Artificial Unintelligence.

Welcome, please don't spill crumbs on the carpet.

☕️ 3 min read

I’ve given in. This is the result.

So people have urged me to do more self promotion for years. They assure me this will wow employers and build my 'personal brand’, so I’ve finally given in and started this dingy little monospaced beauty you see before you. Actually, the benefit from my end is mostly brushing up on my React.js navigation and especially css skills, which, as you can see, are a bit short on wow.

Oh yeah, this might also help some of you who are looking to learn about data engineering, data science, devops, machine learning and whatever buzzword they think up next. But I can’t really guarantee anything there obviously, and if a data centre catches fire because you took some of my advice, I will not be held liable. (But have you heard about how to parallelise mgcv models in R? Seriously, try dialing up 96 cores of non-linear modelling capacity, it’s sick.)

Elmo starting fire.
It wasn't me.

So why write a blog, genius?

Once I got started thinking about content, I realised that there aren’t many blogs out there getting into the nitty gritty of this field. There’s plenty of vendor marketing content explaining how easy it is (thanks guys, you’ve convinced management that every two month task can be achieved in a week, an expectation which means that the project usually fails), and there’s plenty of introductory material on how to download sklearn from Github.

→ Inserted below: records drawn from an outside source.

PR #1965, opened 2019-10-31
(FM-8391) Update README per team practices

michaeltlombardi:
This commit updates the readme to remove the language marking litmus
as an experimental tool as well as clarifying the instructions for
running acceptance tests and noting the schedule for the IA Content
office hours.

### DIFF
--- a/README.md
+++ b/README.md
@@ -915,8 +915,6 @@ The [`apache::mod::suphp`][] class is untested since repositories are missing co
 
 ### Testing
 
-Due to the difficult and specialised nature of acceptance testing mods in apache IE (high OS specificity), we have replaced  acceptance tests with unit tests.
-
 To run the unit tests, install the necessary gems:
 
 ```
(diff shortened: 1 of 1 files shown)


README.md
```diff
@@ -935,10 +933,19 @@ To check the code coverage, run:
...
 
-We want to make it as easy as possible to contribute changes so our modules work in your environment, but we also need contributors to follow a few guidelines to help us maintain and improve the modules' quality.
+If you have problems getting this module up and running, please [contact Support](http://puppetlabs.com/services/customer-support).
 
-For more information, please read the complete [module contribution guide][] and check out [CONTRIBUTING.md][].
\ No newline at end of file
+If you submit a change to this module, be sure to regenerate the reference documentation as follows:
+
+```bash
+puppet strings generate --format markdown --out REFERENCE.md
```
ekohl: There's also a rake task provided by puppet-strings. `bundle exec rake strings:generate:reference` should IMHO be encouraged. I think that works as long as puppet-strings is available as a gem and a recent(ish) puppetlabs_spec_helper is used.

README.md
```diff
@@ -935,10 +933,19 @@ To check the code coverage, run:
 COVERAGE=yes bundle exec rake parallel_spec
```
ekohl: Shouldn't `rake check` be the recommended approach since it also runs all the linting? It's provided by `puppetlabs_spec_helper`.

michaeltlombardi:
@ekohl I suppose I should've waited til I saw your feedback to submit a dozen of these... 😭

ekohl:
I am wondering if this should be in `CONTRIBUTING.md`. https://github.com/puppetlabs/puppetlabs-apache/blob/master/CONTRIBUTING.md#testing looks a bit out of date.

michaeltlombardi:
Ugh, to be honest, we probably need to do a proper full-on docs overhaul for the modules at some point in the near future.

ekohl:
Makes sense. In Voxpupuli we just modulesync since contributing is generic for all repos in the org. Not sure if the same can be done when using generic PDK templates though.

michaeltlombardi:
Possibly, but I don't think pdksync _currently_ manages the readme. I think the templates probably only make sense on an organizational level, too. 🤔

README.md
michaeltlombardi: I'm going to leave this one alone for now as out of scope for this current change set, but it'll need a proper tackling when we come back through.

README.md
michaeltlombardi: This will require the removal of the Japanese translations, also putting it out of scope for this round of changes, I think, until that's properly removed.

ekohl:
> Possibly, but I don't think pdksync _currently_ manages the readme

README should be unique for every repository so I don't think you ever want this.

> I think the templates probably only make sense on an organizational level, too. thinking

Indeed, `CONTRIBUTING.md` often only makes sense within an organization.

lionce:
@ekohl all your remarks are correct. CONTRIBUTING.md should be updated. Read me also needs to be revised. We'll take them into consideration and come back with solutions. Thanks! 
 
This PR has just updated the file with the latest changes about testing and some extra details about office hours, the github url for the project and helper / training videos 

It looks good to me 👍

PR #1966, opened 2019-11-01
(maint) FM-8656 minor fix for sles

sheenaajay:
Screen Shot 2019-11-01 at 11 26 49


sheenaajay:
Screen Shot 2019-11-01 at 11 46 10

But there’s a whole process that isn’t really talked about amidst the hype - of building platforms to get the data to and from systems, putting metadata around them, sourcing that data in real time (yes, not every process should be run in batch) and updating models and predictions to suit a real time system. Most glaringly, there isn’t much written about what to do when things inevitably go wrong, how to debug a distributed system, trace an error across a cluster, or generally think through how to tackle a problem. This is notable, because most of us only have jobs due to things going wrong - there’s a reason the machines haven’t taken over yet.

I think that these are worthwhile things to write about. One thing that hit me in the JS community is that most of the blogs and content focus on problems, and attempts to implement functionality which failed. We don’t get this very often in the data science/engineering world. Now, if that was because the whole JS language is one big problem made bearable only via sucessive layers of questionably performant shims - cough, React - it wouldn’t be me who pointed that out…

So you should expect to see quite a volume of cynicism - hopefully delivered in variety and at high velocity. This blog is about the warts and all of distributed systems engineering and making them fly the real world.

In my personal experience, reading about solving problems teaches something more useful than simply seeing the Happy Path reproduced in blog form - you may as well just git clone. And if this blog scares the bejeezus out of you, more’s the better. If I can thin the herd that means more work for me right?! (Also, I make a great senior data scientist due to my supportive mentoring of junior staff - ask anyone.)